Introduction: The primary objective of this paper is to evaluate the safety impacts of red-light running camera (RLC) system installation and then deactivation at 48 intersections in Houston, Texas. The second objective is to evaluate the spillover effect at nearby non-treated intersections in Houston after the deactivation.
Methods: To accomplish study objectives, an Empirical Bayes (EB) before-after analysis was used.
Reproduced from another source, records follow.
PR #1146, opened 2024-04-11
Improve error message when version resolution fails

Frassle:
We've hit issues a few times where version resolution failed and it wasn't clear why because the error doesn't report the version returned from `pulumi version`. This adds that version (and the version we're trying for) to the error message to make debugging much easier.


komalali (approved):

justinvp:
Closing in favor of #1147

PR #1174, opened 2024-05-22
prepare for renaming master to main

tgummerer:
Prepare this repo for switching its main branch name to `main` by making the workflows run on both `master` and `main`.  Some workflows already run that way, but make sure all of them do, ahead of going ahead and renaming it.

Once the branch is renamed, we can drop the build on `master` here.


Frassle (approved):

justinvp:
FYI @simenandre

simenandre (approved):

PR #1178, opened 2024-05-24
make `comment-on-pr-number` option work even outside of pull-request events

### LINKED ISSUE #1177: comment-on-pr-number is ignored on push events
### What happened?

We upgraded our action version from 4.1.0 to 5.2.3 and noticed that we weren't getting any comment on PR when we merged.
Everything works correctly on pull_requests events but not anymore on push events and comment-on-number is set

Results: The results indicate statistically significant collision reductions on all red-light running (RLR) crash types (37 percent) as well as right-angle RLR crashes (47 percent) at the treated intersections after RLC activation. By way of comparison, the RLC deactivation analysis indicated that crashes increased by 20 percent for all RLR crash types and by 23 percent in right-angle RLR crashes at the formerly treated intersections. After deactivation, all severity RLR crashes increased more than expected at nearby non-treated intersections, which indicates the possibility of an adverse spillover effect. However, fatal/injury crashes associated with rear-end decreased after deactivation at both formerly treated and non-treated intersections, although those rear-end crashes account for smaller proportions when compared to all crash types/right-angle crashes.
Practical applications: Overall, removing RLC treatments results in a negative reaction to the safety benefits that the treatment provides when it is in place and actively working and to the nearby intersections where the treatment has not been implemented. This study helps define the effects that RLCs have on safety at signalized intersections after installation and deactivation.
Keywords: Cameras deactivation; Enforcement; Intersection safety; Red-light running cameras.